After performing actions on the browser/tab, the list is reloaded to display the list of datasets in the page. The manual “Refresh” button is available and is particularly useful if you or others have opened multiple pages and making changes.

The “Refresh” button is found at the upper right corner of the page. Clicking on it reloads the list.

Search Dataset

The search function at the top left of Datasets module page, filters the dataset list retaining those with matching text.
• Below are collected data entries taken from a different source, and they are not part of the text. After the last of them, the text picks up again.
Issue #2351, opened 2018-02-27
How to handle the "%future added value" in flow types generated enums


HichamELBSI:
Hi everyone,

How to use a flow type generated enum with the for a known enum (see the use case below)

```javascript
// ./src/events/__generated__/my_generated.graphql.js
...
export type EVENT_TYPES = ('activity' | 'formation' | '%future added value');
export type Event = {
     type: EVENT_TYPES
}
...
```

```javascript
// ./src/components/icon.js
type IconProps = {
    type: 'menu' | 'arrow' | 'activity' | 'formation',
};

const Icon: React.ComponentType<IconProps> = ...

export default Icon;
```

```javascript
// ./src/events/index.js

import type {Event} from './__generated__/my_generated.graphql.js';

type EventPageProps = {
     myEvent: Event
}

const EventPage = ({myEvent}: EventProps) => (
     <div>
               /* Flow error : 
                         Cannot create Icon element because string literal 
                         %future added value [1] is incompatible with string enum [2] in property type.     
              */
               <Icon type={myEvent.type} /> 
     </div>
)
```

leebyron:
These are generated as a reminder that GraphQL services often expand in capabilities and may return new enum values. To be future-proof, clients should account for this possibility and do something reasonable to avoid a broken product. Flow types help us catch cases where that hasn't yet occurred.

AugustinLF:
Hmmm, but couldn't you say that about any relay generated type? That we rely on the schema to be correct? If tomorrow the `type` property of `Event` becomes nullable, our code will fail where it shouldn't, right?

leebyron:
That is also true! I think this area of GraphQL is the least well defined at the moment however historically we've seen changes of what type a field returns (including becoming nullable) being considered as server breaking changes and thus avoided, while we've seen additions to enums not being considered server breaking changes and occurring (we now have a tool in graphql.js that detects this as a "dangerous" change). Another related example is a Union type adding a new possible type which can be returned - this hasn't historically been considered breaking but is dangerous for the same reason.

To bring the example closer to your code - if in the future you introduce a new kind of event and ship it, then your client may crash because it got `undefined` where it expected an icon. Relay's generated flow types are trying to help you out by pointing out this possible future scenario.

Right now this is always how this works, but I think if you really thought this wasn't useful then we would definitely entertain a PR which allows for configuration to exclude this "future added value" entry

AugustinLF:
[...]

PR #2368, opened 2018-03-14
Makes flow generated '%future added value' for enums optional

AugustinLF:
As suggested by @leebyron in #2351, this adds an option to the `relay-compiler`  so it doesn't add `%future added value` to each GraphQL generated enum. My reasoning is that you might have a strict control over your GraphQL service, so you'd have to handle any future value by rerunning the compiler, with the new version of the schema.

I'm not totally convinced by the name `strictFlowTypes`, but I don't really have much better now. My thought between this name is that the option would be a generic option that configures the generated flow types, and would not be specifically to enums.

Regarding test cases, I'm not sure of how I should tackle that, since the only tests are snapshots, and there are no tests with different configurations of the `RelayFlowGenerator`. I could however try to make that happen if you'd like!

### DIFF
--- a/packages/relay-compiler/bin/RelayCompilerBin.js
+++ b/packages/relay-compiler/bin/RelayCompilerBin.js
@@ -94,6 +94,7 @@ async function run(options: {
   watch?: ?boolean,
   validate: boolean,
   quiet: boolean,
+  strictFlowTypes: boolean,
 }) {
   const schemaPath = path.resolve(process.cwd(), options.schema);
   if (!fs.existsSync(schemaPath)) {
@@ -163,7 +164,7 @@ Ensure that one such file exists in ${srcDir} or its parents.
   };
   const writerConfigs = {
     js: {
-      getWriter: getRelayFileWriter(srcDir),
+      getWriter: getRelayFileWriter(srcDir, options.strictFlowTypes),
       isGeneratedFile: (filePath: string) =>
         filePath.endsWith('.js') && filePath.includes('__generated__'),
       parser: 'js',
@@ -194,7 +195,7 @@ Ensure that one such file exists in ${srcDir} or its parents.
   }
 }
 
-function getRelayFileWriter(baseDir: string) {
+function getRelayFileWriter(baseDir: string, strictFlowTypes: boolean) {
   return ({
     onlyValidate,
     schema,
@@ -218,6 +219,7 @@ function getRelayFileWriter(baseDir: string) {
         inputFieldWhiteListForFlow: [],
         schemaExtensions,
         useHaste: false,
+        strictFlowTypes,
       },
       onlyValidate,
       schema,
@@ -332,6 +334,12 @@ const argv = yargs
         'Looks for pending changes and exits with non-zero code instead of ' +
         'writing to disk',
       type: 'boolean',
+      default: false,
+    },
+    strictFlowTypes: {
+      describe:
+        'Generate flow types that more closely match the schema. This should be avoided ' +
+        'if the GraphQL server can change enum values without updating its schema',
       default: false,
     },
   })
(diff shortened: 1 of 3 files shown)


alloy:
With an eye on [this PR](https://github.com/facebook/relay/pull/2293) having traction at the moment, it would be great to not introduce new language containing ‘Flow’ as this option would apply to all language plugins. What about just `strictTypes`?

Btw, there’s also a non-snapshot test for the Flow generator in that PR: https://github.com/facebook/relay/pull/2293/files#diff-0863bb70c9b489414458b93fb3d2be18R51

leebyron:
I would suggest a more specific naming to the intended purpose. Notably this is *less strict* type safety since it removes future-proof protection from the type checker, so I’d like to avoid any naming containing the word “strict” to avoid confusion.

leebyron:
How about `—noFutureProofEnums`?

packages/relay-compiler/bin/RelayCompilerBin.js
```diff
@@ -334,6 +336,12 @@ const argv = yargs
       type: 'boolean',
       default: false,
     },
+    strictFlowTypes: {
+      describe:
+        'Generate flow types that more closely match the schema. This should be avoided ' +
+        'if the GraphQL server can change enum values without updating its schema',
```
leebyron: This is a bit confusing. Additional enum values is definitionally a schema update. Perhaps rephrase to talk about the case where enums add new values in the future

AugustinLF: What do you think of "Generate flow types that more closely match the schema. This means that you will have to update your application code whenever the GraphQL server adds new enum values. Not doing so could break your front-end."? Moreover, I'd like to explain a bit more the idea behind this, perhaps give an example, but I don't think that the `yargs` parameters description is the best case for that. I didn't see proper docs for the relay compiler, would a comment in this file would be ok for you?

alloy: It would also be great to convey that this relates to the `%future added value` entry, as people may otherwise not immediately understand the relation and this being a great time to explain a bit more on that values purpose.

How about something like this?

> This option controls whether or not a catch-all entry is added to enum type definitions for values that may be added in the future.

alloy: The last sentence is a bit confusing, this also applies to people doing server-side rendering.

AugustinLF: Your client? Your relay application? I'd like to emphasise that what I'm not speaking of the server, but the "client".

alloy: Maybe something like this?

> This option controls whether or not a catch-all entry is added to enum type definitions for values that may be added in the future. Enabling this means you will have to update your application whenever the GraphQL server schema adds new enum values to prevent it from breaking.

AugustinLF:
I think I addressed all the requested changes! I factored the `RelayFlowGenerator` tests following what was done in @alloy's PR.

leebyron:
Thanks for making these updates!

nirrek:
FWIW our team would find this flag very useful.

We often leverage flow to get exhaustive switch statements when working with enums. For example:

```js
type Mode = 'a' | 'b';
switch (mode: Mode) {
  case 'a': processA(); break;
  case 'b': processB(); break;
  default: (mode: empty);
}
```

Typically when we are doing these exhaustiveness checks it's because we know that there is no default fallback that makes sense in that context. We need to explicitly handle all the cases. Having flow catch when our client code is no longer in sync with our schema is very helpful for us coordinating changes.

Without this PR it's possible we would start writing highly questionable stuff like the following to get those same guarantees (either that or maintain a fork of relay-compiler).

```js
switch (mode: Mode) {
  case 'a': processA(); break;
  case 'b': processB(); break;
  case '%future added value': break;
  default: (mode: empty);
}
```

Thanks for getting the ball rolling on this one @AugustinLF 👍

This provides an easy way to search through the list of dataset. It is case-insensitive and displays the datasets that have the entered search value in any of the values of the fields below:

Name
Description
Source
Last Modified
ETag

Dataset Data

When adding or uploading a dataset, the dataset does not include the data, only the dataset “Definition”, including the schema. The data need to be imported into the dataset. There are two methods to import the data.

Import module - import the data , as well as creating the dataset (see Import module)
Repository module - generate data using ETL chainset with datasource already deposited in the module

Below is a simple method to use ETL chainset to generate and load the data into the dataset.

Create a ETL chainset with Generate DataSource and MongoDB Writer ETL steps.

In the first ETL step, key in the location of the datasource in the Repository module.

In the second step, key in the dataset to add the data into.

Click on the “Run Steps” icon at the upper right corner of the Steps column.

Check the data in the dataset using the Developer module.

You can combine Generate DataSource with a Dataset Endpoint ETL step if you want to wrap a datasource as a dataset. Hence you can se the datasource as a dataset as well.